Also, the Al ion implantation depth is about 0.5 to 3 μm which does not exceed the thickness of the drift layer 20. As described above, the impurity concentration of the well region 30, from 1 × ¹⁰ 18 ^{cm -3} required for punch-through suppression, 1 × ¹⁰ 16 equal to the first conductivity type impurity concentration of the drift layer 20 cm ^- It is necessary to decrease sharply in the depth direction up to ³ . In this respect, by performing ion implantation from an oblique direction with respect to the implantation surface of the SiC substrate 10 as described above, the impurity concentration is in the range of 400 nm or less from 1 × 10 ¹⁸ cm ⁻³ to 1 × 10 ¹⁶ cm ^−3. An impurity concentration profile that decreases sharply is obtained. Therefore, the JFET length is shortened, and the JFET length can be reduced. Also, when viewed from a direction perpendicular to the side wall of the implantation mask 31, ion implantation is performed perpendicular to the implantation surface, so that implanted ions do not pass through the end portion of the implantation mask 31 in an oblique direction and enter. Therefore, it is possible to avoid locally increasing the impurity concentration on the surface of the well region 30 below the end of the implantation mask 31, and to avoid an increase in the channel resistance of the MOSFET. Thereafter, the implantation mask 31 is removed. The region into which Al is ion-implanted by this step becomes the well region 30.

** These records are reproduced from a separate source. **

PR #808, opened 2024-10-14
Add 10 min timeout to CI

solnic:
I noticed that one of the test runs got stuck and ran for over half an hour so I figured a timeout would be helpful.


whatyouhide (approved):
Fantastic yep!

PR #814, opened 2024-10-22
Handle bandit's get peer data exception

ardhitama:
As of bandit v1.5.7 during client disconnection it will raise "Unable to obtain transport_info: [reason]" every time it tries to get the transport info. This commit tries to handle that exception by returning nil instead of bubbling the exception.

Context: https://github.com/mtrudel/bandit/blob/b06e43dcee93c5c044b18ed8347838fc2a1728f0/lib/bandit/transport_info.ex#L26

### DIFF
--- a/lib/sentry/plug_context.ex
+++ b/lib/sentry/plug_context.ex
@@ -211,8 +211,18 @@ defmodule Sentry.PlugContext do
 
   defp remote_port(conn) do
     case Plug.Conn.get_req_header(conn, "x-forwarded-for") do
-      [] -> nil
-      [_value | _rest] -> Plug.Conn.get_peer_data(conn).port
+      [] ->
+        nil
+
+      [_value | _rest] ->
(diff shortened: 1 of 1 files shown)


lib/sentry/plug_context.ex
```diff
@@ -211,8 +211,15 @@ defmodule Sentry.PlugContext do
 
   defp remote_port(conn) do
     case Plug.Conn.get_req_header(conn, "x-forwarded-for") do
-      [] -> nil
-      [_value | _rest] -> Plug.Conn.get_peer_data(conn).port
+      [] ->
+        nil
+
+      [_value | _rest] ->
+        try do
```
whatyouhide, line 218: Can we leave a comment here saying that Bandit raises in some cases here and maybe point to the source code like you did in the PR description?

ardhitama: thanks for the comment @whatyouhide , I've updated the commit.

whatyouhide (approved):

PR #815, opened 2024-10-25
Use config_env() instead of Mix.env()

dvic:


whatyouhide (approved):
Great catch yep! Thank you. 💟

PR #817, opened 2024-10-28
Refactor span storage

savhappy:
[ WIP] Needs test adjustment and specs
  Considerations:
  Should we store root spans and child spans in separate tables?
  Storing key/values like this -> parent: `{{:root_span, span_id}, span}`  child: `{parent_span_id, span}`
  Should we implement some sort of sweep in case spans don't get removed `on_end`
  Should we order the child spans in the table? Or have an inserted_at value?

### DIFF
--- a/lib/sentry/opentelemetry/span_storage.ex
+++ b/lib/sentry/opentelemetry/span_storage.ex
@@ -1,78 +1,82 @@
 defmodule Sentry.Opentelemetry.SpanStorage do
   @moduledoc false
 
-  @root_spans_table :sentry_root_spans
-  @child_spans_table :sentry_child_spans
+  @table :span_storage
 
-  def setup do
-    case :ets.whereis(@root_spans_table) do
-      :undefined ->
-        :ets.new(@root_spans_table, [:set, :public, :named_table])
+  @spec start_link(keyword()) :: GenServer.on_start()
+  def start_link(opts \\ []) do
+    name = Keyword.get(opts, :name, __MODULE__)
+    GenServer.start_link(__MODULE__, nil, name: name)
+  end
 
-      _ ->
-        :ok
-    end
+  # start ets table on initialization
+  @impl true
+  def init(nil) do
+    _table =
+      if :ets.whereis(@table) == :undefined do
+        :ets.new(@table, [:named_table, :public, :bag])
+      end
 
-    case :ets.whereis(@child_spans_table) do
-      :undefined ->
-        :ets.new(@child_spans_table, [:bag, :public, :named_table])
+    {:ok, :no_state}
+  end
 
-      _ ->
-        :ok
-    end
-
-    :ok
+  def store_span(span_data) when span_data.parent_span_id == nil do
+    _ = :ets.insert(@table, {{:root_span, span_data.span_id}, span_data})
   end
 
   def store_span(span_data) do
-    if span_data.parent_span_id == nil do
-      :ets.insert(@root_spans_table, {span_data.span_id, span_data})
-    else
-      :ets.insert(@child_spans_table, {span_data.parent_span_id, span_data})
-    end
-
-    :ok
+    _ = :ets.insert(@table, {span_data.parent_span_id, span_data})
   end
 
   def get_root_span(span_id) do
-    case :ets.lookup(@root_spans_table, span_id) do
-      [{^span_id, span}] -> span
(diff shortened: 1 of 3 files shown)


savhappy:
@whatyouhide refactored with the genserver added. Left a comment wondering if we should sweep based on ttl or something else to avoid build up.

@solnic I have two failing test that I'm confused about.. 

``` elixir
  1) test sends captured spans as transactions with child spans (Sentry.Opentelemetry.SpanProcessorTest)
     test/sentry/opentelemetry/span_processor_test.exs:59
     ** (FunctionClauseError) no function clause matching in Calendar.ISO.parse_utc_datetime/2

     The following arguments were given to Calendar.ISO.parse_utc_datetime/2:

         # 1
         nil

         # 2
         :extended

     Attempted function clauses (showing 1 out of 1):

         def parse_utc_datetime(string, format) when is_binary(string) and (format === :basic or format === :extended)

     code: assert_valid_iso8601(transaction.timestamp)
     stacktrace:
       (elixir 1.17.2) lib/calendar/iso.ex:591: Calendar.ISO.parse_utc_datetime/2
       (elixir 1.17.2) lib/calendar/datetime.ex:1233: DateTime.from_iso8601/3
       test/sentry/opentelemetry/span_processor_test.exs:112: Sentry.Opentelemetry.SpanProcessorTest.assert_valid_iso8601/1
       test/sentry/opentelemetry/span_processor_test.exs:67: (test)
       ```
       
Thoughts?

File: lib/sentry/opentelemetry/span_storage.ex [hunk 1]
```diff
@@ -1,78 +1,81 @@
...
+    GenServer.start_link(__MODULE__, nil, name: name)
+  end
 
-      _ ->
-        :ok
-    end
+  @impl true
+  def init(nil) do
+    _table =
+      if :ets.whereis(@table) == :undefined do
```
whatyouhide, line 16: If the table is tied to this GenServer, where would we ever have the table running *without* it that we need this check?

lib/sentry/opentelemetry/span_storage.ex
```diff
@@ -1,78 +1,81 @@
 defmodule Sentry.Opentelemetry.SpanStorage do
   @moduledoc false
+  use GenServer
 
-  @root_spans_table :sentry_root_spans
-  @child_spans_table :sentry_child_spans
+  @table :span_storage
```
whatyouhide, line 5: Scope this to Sentry, as the ETS namespace is global. My suggestion is

```suggestion
  @table __MODULE__
```

savhappy: In one of our pairing sessions for `check_in_id_mappings.ex`, we discussed this being bad practice to have both the GenServer and the table name the same. Thoughts?

solnic:
> @solnic I have two failing test that I'm confused about..
> 
> ```elixir
>   1) test sends captured spans as transactions with child spans (Sentry.Opentelemetry.SpanProcessorTest)
>      test/sentry/opentelemetry/span_processor_test.exs:59
>      ** (FunctionClauseError) no function clause matching in Calendar.ISO.parse_utc_datetime/2
> 
>      The following arguments were given to Calendar.ISO.parse_utc_datetime/2:
> 
>          # 1
>          nil
> 
>          # 2
>          :extended
> 
>      Attempted function clauses (showing 1 out of 1):
> 
>          def parse_utc_datetime(string, format) when is_binary(string) and (format === :basic or format === :extended)
> 
>      code: assert_valid_iso8601(transaction.timestamp)
>      stacktrace:
>        (elixir 1.17.2) lib/calendar/iso.ex:591: Calendar.ISO.parse_utc_datetime/2
>        (elixir 1.17.2) lib/calendar/datetime.ex:1233: DateTime.from_iso8601/3
>        test/sentry/opentelemetry/span_processor_test.exs:112: Sentry.Opentelemetry.SpanProcessorTest.assert_valid_iso8601/1
>        test/sentry/opentelemetry/span_processor_test.exs:67: (test)
>      
> ```
> 
> Thoughts?

I'm looking into this finally. Sorry for late reply!

solnic:
@savhappy fixed tests via https://github.com/getsentry/sentry-elixir/pull/817/commits/20534087c012d03ba9bec708221f2af722b35db4

@whatyouhide could you take another look please? would be good to merge this into the main PR branch and continue working there and wrap this up :)

I'm sorry that it took me so long to follow-up here!

PR #826, opened 2024-12-05
Update to LiveView 1.0 🎉

### LINKED ISSUE #825: LiveView has reached 1.0.0
LiveView has reached 1.0.0 🎉 

This project requires ~> 0.20 which is incompatible. Upgrade the LiveView dep?

solnic:
Closes #825


solnic:
@whatyouhide what's the reasoning behind having mix.lock files in git?

mix.exs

Next, an implantation mask is formed on the surface of the drift layer 20 with a photoresist or the like, and Al, which is a p-type impurity, is ion implanted adjacent to the outer periphery of the well region 30. At this time, the depth of Al ion implantation is about 0.5 to 3 μm which does not exceed the thickness of the drift layer 20. The impurity concentration of the ion-implanted Al is higher than the first conductivity type impurity concentration of the drift layer 20 in the range of 1 × 10 ¹⁶ cm ⁻³ to 1 × 10 ¹⁸ cm ⁻³ and the Al concentration of the well region 30. Make it lower. Thereafter, the implantation mask is removed. A region into which Al is ion-implanted by this step becomes a JTE region (not shown).

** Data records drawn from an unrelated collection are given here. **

PR #829, opened 2024-12-06
Add Owner Field to Monitor Config

### LINKED ISSUE #824: Oban Cron: provide a way to set owner of monitor
Hi there and thanks for the great library!

I'm wondering wether it would be possible to provide a way to set the `owner` of a cron monitor via the automatic integration?

We have a setup where we know the owning Sentry team in our codebase and if we could somehow tell the integration to set it correctly it would ease our debugging flow a lot.

e.g. by specifying a callback or some kind of mapping. You probably know best how to achieve it! 

Thanks ❤

savhappy:
Small addition that adds the `:owner` field to a check-in's monitor_config. Closes #824

### DIFF
--- a/lib/sentry/check_in.ex
+++ b/lib/sentry/check_in.ex
@@ -58,7 +58,8 @@ defmodule Sentry.CheckIn do
                 optional(:max_runtime) => number(),
                 optional(:failure_issue_threshold) => number(),
                 optional(:recovery_threshold) => number(),
-                optional(:timezone) => String.t()
+                optional(:timezone) => String.t(),
+                optional(:owner) => String.t()
               },
           contexts: Interfaces.context()
         }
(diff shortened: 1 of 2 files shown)


solnic (approved):

lib/sentry/check_in.ex
```diff
@@ -58,7 +58,8 @@ defmodule Sentry.CheckIn do
                 optional(:max_runtime) => number(),
                 optional(:failure_issue_threshold) => number(),
                 optional(:recovery_threshold) => number(),
-                optional(:timezone) => String.t()
+                optional(:timezone) => String.t(),
+                optional(:owner) => String.t()
```
whatyouhide, line 62: **Blocking**: we need to mention that this is a new field available from the next version.

whatyouhide (changes requested):
I’m not sure this will be very useful without a way to set this per job on the Oban and Quantum integrations. Any ideas for the API?

Miradorn:
> @savhappy any chance we can get this back into shape? 🙃

i think this was solved already in https://github.com/getsentry/sentry-elixir/pull/879 , right?

PR #832, opened 2024-12-11
Add support for :skip_retries config option to Oban.ErrorReporter

solnic:
This is inspired by this thread on Bsky started by @katafrakt:

https://bsky.app/profile/katafrakt.bsky.social/post/3lcuccw6zik2x

Long story short - there are cases where reporting every job failure as an error is not desired. When you expect that some jobs just fail sometimes due to some external factors, you want to be notified only if all attempts failed.

To solve this, we can introduce a config option to instruct Oban.ErrorReporter what to do when a job failed but it was not the final attempt. This PR proposes such an addition.


whatyouhide:
@solnic what's the status on this? Something we want to pursue?

brendon9x:
Hi all – this would be a very useful feature. A common case is AI workloads: I am finding Anthropic fails about 1/250 times so I'm getting Sentries every hour or so. But these are just transient so all Oban jobs are succeeding on the 2nd try.

@solnic – this looks quite close. I would be happy to pick this up if the effort of handing over your vision for this PR isn't going to be more complicated than just doing it yourself.

lib/sentry/config.ex
```diff
@@ -78,6 +78,25 @@ defmodule Sentry.Config do
           with `oban_tags.` and with a value of `true`. *Available since 12.0.0*.
           """
         ],
+        skip_error_report_callback: [
+          type: {:custom, __MODULE__, :__validate_skip_error_report_callback__, []},
```
whatyouhide: Don't think we need custom validation?

```suggestion
          type: {:or, [nil, {:fun, 2}]},
```

lib/sentry/integrations/oban/error_reporter.ex
```diff
@@ -31,13 +31,50 @@ defmodule Sentry.Integrations.Oban.ErrorReporter do
...
       report(job, kind, reason, stacktrace, config)
     else
       :ok
     end
   end
 
+  defp should_report?(job, config) do
+    case Keyword.get(config, :skip_error_report_callback) do
+      callback when is_function(callback, 2) ->
+        not call_skip_error_report_callback(callback, job)
```
whatyouhide: This `not` right here makes me think that it might be easier to rephrase the option name as `:should_report_error`? Might make it clearer for the end user?

sl0thentr0py (approved):

PR #839, opened 2024-12-17
Fix duplicate @compile attribute

ruslandoga:
Or should it maybe be removed completely?

### DIFF
--- a/lib/sentry/config.ex
+++ b/lib/sentry/config.ex
@@ -665,7 +665,7 @@ defmodule Sentry.Config do
       """
   end
 
-  @compile {:inline, fetch!: 1}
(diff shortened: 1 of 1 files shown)


lib/sentry/config.ex
```diff
@@ -665,7 +665,7 @@ defmodule Sentry.Config do
       """
   end
 
-  @compile {:inline, fetch!: 1}
+  @compile {:inline, get: 1}
```
ruslandoga, line 668: `@compile {:inline, fetch!: 1}` is already defined above, on line 656

whatyouhide (approved):

whatyouhide:
Thank you! 💟

PR #1113, opened 2018-01-19
Documentation support!

MindfulMe:
Hey, I want to make more, since I am a student I want to join your team in further as a participant of GSoC 2018!

### DIFF
--- a/README
+++ b/README
@@ -16,7 +16,7 @@ Table of Contents:
  * 2.1 Reporting Bugs
 3.0) Supported Games
  * 3.1 Copy Protection
- * 3.2 Datafiles
+ * 3.2 Data files
  * 3.3 Multi-CD games notes
  * 3.4 Known Problems
  * 3.5 Beneath a Steel Sky notes
@@ -119,7 +119,7 @@ continually improving, so check back often.
 Among the systems on which you can play those games are regular desktop
 computers (running Windows, Linux, Mac OS X, ...), game consoles
 (Dreamcast, Nintendo DS & Wii, PS2, PSP, ...), smartphones (Android,
-iPhone, PocketPC, Symbian ...) and more.
+iPhone, PocketPC, Symbian ...) and even more.
 
 At this time ScummVM is still under heavy development. Be aware that
 whilst we attempt to make sure that many games can be completed with few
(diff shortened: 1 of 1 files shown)


criezy:
Thank you for the suggestions. The changes look good to me, but if you change `Quit start` to `Quickstart` in the body of the document, you also need to change it in the table of contents at the start of the document for consistency.

Also the commit message does not conform to our conventions. See http://wiki.scummvm.org/index.php/Commit_Guidelines (the subsystem here would be README for example).

README
```diff
@@ -554,12 +554,12 @@ ScummVM will skip copy protection in the following games:
...
 
-3.2) Datafiles:
+3.2) Data files:
 ---- ----------
-For a comprehensive list of required Datafiles for supported games
+For a comprehensive list of required Data files for supported games
 visit:
 
-  <http://wiki.scummvm.org/index.php/Datafiles>
+  <http://wiki.scummvm.org/index.php/Data files>
```
digitall: You should not add a space here as it will break the URL link unless the Wiki is updated as well.

I am not sure about the Team POV, but personally I would leave this as "datafiles" in all cases as these kind of compound nouns are common in English and while I agree that "data file" is more orthographically accurate, the term "datafile" or "data-file" are at least as common in general usage... plus changing this in all cases could prove to be a huge headache for little improvement.

digitall:
@criezy : I think you mean "Quickstart" to "Quick Start" ... Personally, I would refrain from breaking these two compound noun cases at all as this is perfectly acceptable in English usage and quite common, as per my previous line comment.

digitall:
@MindfulMe : If this is merged, I would suggest using rebase to squash both of your commits together into a single commit, you can use this to amend the commit message as well as per criezy's comment.

Good luck on your GSoC 2018 application and if you want to ask any questions to the developers / mentors, I suggest trying our IRC channel http://wiki.scummvm.org/index.php/IRC_Channel

MindfulMe:
Thank you guys  😸

criezy:
Than you again for your suggestions, and for considering applying for GSoC with us. In the end I have decided to reject those changes, except for the comma after `Actually` which I committed separately.

Also I have clarified the rules regarding GSoC applications (on http://wiki.scummvm.org/index.php/Summer_of_Code/Project_Rules) to explicitly indicate that we expect more than changes to the documentation for the patch submission as part of an application. Indeed we can't really be sure you can compile or understand the source code of the software if all you modify is the documentation ;-)

You are welcome to come and discuss with us on IRC (#scummvm channel on freenode) if you needs idea of a small task to work on. And it would be a good idea to discuss your application with us before the end of the application period anyway so that we can make suggestions to improve it.

PR #1114, opened 2018-01-25
AMIGA: Small rewrite of the readme to amigaguide converter scripts

raziel-:
Due to GitHub´s utf-8 converter i´m no longer able to use special chars like "°".
GitHub will add a char in front of it, rendering the following script useless.

(Not sure though if GitHub is the culprit or the sgit program i´m using for fetching or even the font {display} program on my platform)

I changed that special char to another marker which will use "<>" now instead.
This will make updating and keeping tracks of those files easier for me.


raziel-:
Thank you @digitall

PR #1117, opened 2018-01-26
TUCKER: Fix color cycling in submarine room

bonki:
Fixes Trac#6378.


sev-:
This, in fact, matches the original. The original was writing directly to 0x3C8 and 0x3C9 VGA ports which are 6-bit.

PR #1118, opened 2018-01-26
TUCKER: Fix walking Royston glitch

bonki:
Fixes Trac#6640.


bonki:
This happens because `xPos` is based on `s->_gfxBackgroundOffset` which *after* writing Royston's sprite to the buffer gets updated again by `s->_backgroundOffset`. In other words the sprite's location in the buffer and the dirty rect used to update the screen differ by `s->_backgroundOffset`, i.e. 1px. `_backgroundOffset` is used to let Royston walk across the room and used nowhere else in the code.

sev-:
Merging, thanks.

Looks like this could be also bug in the original

PR #1119, opened 2018-01-26
TUCKER: Fix bubbles in Plugs shop

bonki:
Fixes Trac#6641.

/cc @raziel- (you reported the bug)


sev-:
This now matches the original logic, thanks for fixing.

PR #1120, opened 2018-01-26
TUCKER: Cure Bud's and Billy's seasickness

bonki:
This ensures that the calculated offsets for Bud and Billy are [0,2] px
and follow the sequence 0px -> 1px -> 2px -> 1px -> 0px as opposed to
the earlier 0px -> 1px -> 2px -> 3px -> 0px which resulted in them
teleporting back to their original location and on top of that being
out of sync with the boat.

Fixes Trac#6643.

/cc @raziel- (you reported this bug)


sev-:
Thanks, merging

PR #1121, opened 2018-01-26
TUCKER: Fix alleyway cellar location hotspot bug

bonki:
Fixes Trac#6645.

I'm pretty confident about this one but this should be tested a bit more in other places.

/cc @raziel- (you reported this bug)


sev-:
Current code matches the original. Maybe a more thorough testing could be helpful.

bonki:
Thanks for checking, I'll look into it.

sev-:
Merging in the meantime.

bonki:
Just FYI, I checked a while ago and the bug does exist in the original so it's not surprising current code matches disassembly. I still believe this is the right fix and I plan on testing the whole game before next release so I'm OK with you having merged this now. Thanks!

PR #1122, opened 2018-01-26
TUCKER: Fix dentist music in mall being played incorrectly

bonki:
Sort of fixes Trac#6371 which is only half a bug.


sev-:
This now matches the original. Thank you!

PR #1123, opened 2018-01-26
TUCKER: Use existing enum for verbs

bonki:


sev-:
Thanks, it is a good improvement.

PR #1124, opened 2018-01-27
GUI: Remove the ThemeItem draw queues

bgK:
Pull request #1102 added dirty checking as a level of indirection when drawing
the GUI. This PR removes a previously existing level of indirection, the draw
queues. With this, we are back to one level only. This makes it easier to debug why
a particular low level draw method was called, by inspecting the call stack.

Draw calls now happen directly instead of being queued to the backbuffer or
screen queues. The background and foreground dialog layers are now drawn
to the appropriate surface by doing a rendering pass for each layer.

The goal here is only code cleanup. There should be no significant performance
changes.


sev-:
This looks all great to me. Good code simplification. Merging this, and will do extensive testing, so please prepare for the bug squashing.

PR #1125, opened 2018-01-27
TUCKER: Fix dirty rects drawing bug in drawStringInteger()

bonki:
This fixes a bug in `drawStringInteger()` (used for drawing savegame slots in the original game UI) where the x-coordinate for the dirty rect was wrongly calculated.


sev-:
Thanks! Merging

Next, an implantation mask is formed on the surface of the drift layer 20 using a photoresist or the like, and N which is an n-type impurity is ion-implanted. The N ion implantation depth is shallower than the thickness of the well region 30. Also, the impurity concentration of the ion-implanted N exceeds the second conductivity type impurity concentration of the well region 30 in the range of 1 × 10 ¹⁸ cm ⁻³ to 1 × 10 ²¹ cm ⁻³ . Of the regions into which N has been implanted in this step, the region showing the first conductivity type becomes the source region 40.

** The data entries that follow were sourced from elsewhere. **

PR #1126, opened 2018-01-27
TUCKER: Fix sentence bar offsets

bonki:
Fixes Trac#10413 and Trac#10414.

### DIFF
--- a/engines/tucker/tucker.cpp
+++ b/engines/tucker/tucker.cpp
@@ -1971,9 +1971,9 @@ void TuckerEngine::clearItemsGfx() {
 }
 
 void TuckerEngine::drawPausedInfoBar() {
-	int len = getStringWidth(36, _infoBarBuf);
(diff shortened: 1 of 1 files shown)


bonki:
Note that in the original interpreter the pause information (and probably the hints as well, but I haven't checked) are not horizontally centered but off by 6 px. This is why in our initial implementation (which used to work at some point) there's an offset of 326 = 320 + 6 - this shifted the localized "PAUSED" text one pixel down and six pixels to the right. Since English text was never vertically centered in our implementation this rendered at least the pause information at the correct location.
However, in this fix I both vertically and horizontally center all text (sans the 6px offset to the right) since I see no reason to replicate this, it just looks ugly and wrong.

sev-:
Yes, the original had this hardcoded at least in English localization. This approach is better. Thank you, merging.

PR #2129, opened 2020-03-08
MOHAWK: RIVEN: Refresh cursor before transitions

BallM4788:
This fixes a quirk on the 3DS port where touching a transition-triggering hotspot would move the cursor, but not update the cursor image until after the transition finished.

### DIFF
--- a/engines/mohawk/riven_card.cpp
+++ b/engines/mohawk/riven_card.cpp
@@ -928,6 +928,7 @@ RivenHotspot *RivenCard::getCurHotspot() const {
 
 RivenScriptPtr RivenCard::onMouseDown(const Common::Point &mouse) {
 	RivenScriptPtr script = onMouseMove(mouse);
+	updateMouseCursor();
 
 	_pressedHotspot = _hoveredHotspot;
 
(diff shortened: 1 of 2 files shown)


bgK:
Thanks. To be fair, I'm no too keen on drawing extra frames, especially not on each click. The speedrunning community people are counting the individual frames for TASes: https://www.youtube.com/watch?v=DU87V29EBho.

How about updating the mouse cursor sooner, when receiving the mouse move event rather than on click: https://gist.github.com/bgK/d4507984cfd1aea3ec690b93fbee1541

BallM4788:
That could definitely work, but your implementation causes the moved cursor not to render until the next card is loaded for the transition. I'll need to work out how to also show the moved cursor before the next card begins loading, as it does in master.

bgK:
How about making image decoding much faster so it does not really matter: https://gist.github.com/bgK/bd75d7dfab32e875ce49582324e9d980

BallM4788:
@bgK Moving the onMouseUpdate lines (per you first diff) into the onMouseMove function was breaking drag controls, so I opted for adding a call to updateMouseCursor into the onMouseDown function.

bgK:
Thanks, merged manually as 047545cc1b..3b005ac890

PR #2130, opened 2020-03-08
ENGINES: Exposed ConfigDialog

dreammaster:
This is a fairly minor change, but since it touches the GMM, I thought it worthwhile doing as a pull request for review.

Essentially, it moves the class declaration of ConfigDialog, used for the GMM Options/keymapper dialog, from the code file to the header file. This lets it be instantiated by engines that have in-game options buttons, but whose settings are all now handled by the ScummVM GUI. As is the case for Ultima VIII. I briefly considered moving the class's code into an entirely new file, but for now it still remains in the engines/dialogs.cpp/.h

Additionally, the TsAGE also used the dialog, but made the mistake of creating it's own sublcass of GUI::OptionsDialog rather than exposing the existing one. Due to various changes over time, this "mini" config dialog is now erroring out. Luckily, the error seems to have previously gone unnoticed up till now. I've removed the custom ConfigDialog from the TsAGE code and changed it to use the now exposed ConfigDialog as well.

### DIFF
--- a/engines/dialogs.cpp
+++ b/engines/dialogs.cpp
@@ -48,19 +48,6 @@
 #include "gui/KeysDialog.h"
 #endif
 
-class ConfigDialog : public GUI::OptionsDialog {
-protected:
-#ifdef GUI_ENABLE_KEYSDIALOG
-	GUI::Dialog		*_keysDialog;
-#endif
-
-public:
-	ConfigDialog(bool subtitleControls);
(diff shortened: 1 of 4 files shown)


bluegr:
Nice work! This change is straightforward and the rationale behind it is correct.

Since there aren't any functionality changes here, this can safely be merged.

Merging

  Next, an implantation mask is formed on the surface of the drift layer 20 using a photoresist or the like, and Al, which is a second conductivity type impurity, is ion-implanted in the center of the source region 40 to remove the implantation mask. The region into which Al is implanted by this step becomes the well contact region 35. The well contact region 35 is provided in order to obtain good electrical contact between the well region 30 and the source ohmic electrode 70. The second conductivity type impurity concentration of the well contact region 35 is the second conductivity type of the well region 30. It is desirable to set the concentration higher than the impurity concentration. When ion-implanting p-type impurities in this step, it is desirable to heat the SiC substrate 10 or the drift layer 20 to 150 ° C. or higher for the purpose of reducing the resistance of the well contact region 35.

  Next, annealing is performed at 1300 to 1900 ° C. for 30 seconds to 1 hour in an inert gas atmosphere such as argon (Ar) gas by a heat treatment apparatus. By this annealing, ion-implanted N and Al are electrically activated.

  Subsequently, a field insulating film made of a silicon dioxide film having a thickness of about 0.5 to 2 μm is formed in a region other than the position substantially corresponding to the above-described active region by using a CVD method, a photolithography technique, or the like. At this time, for example, after the field insulating film is formed on the entire surface, the field insulating film at a position substantially corresponding to the cell region may be removed by photolithography, etching, or the like.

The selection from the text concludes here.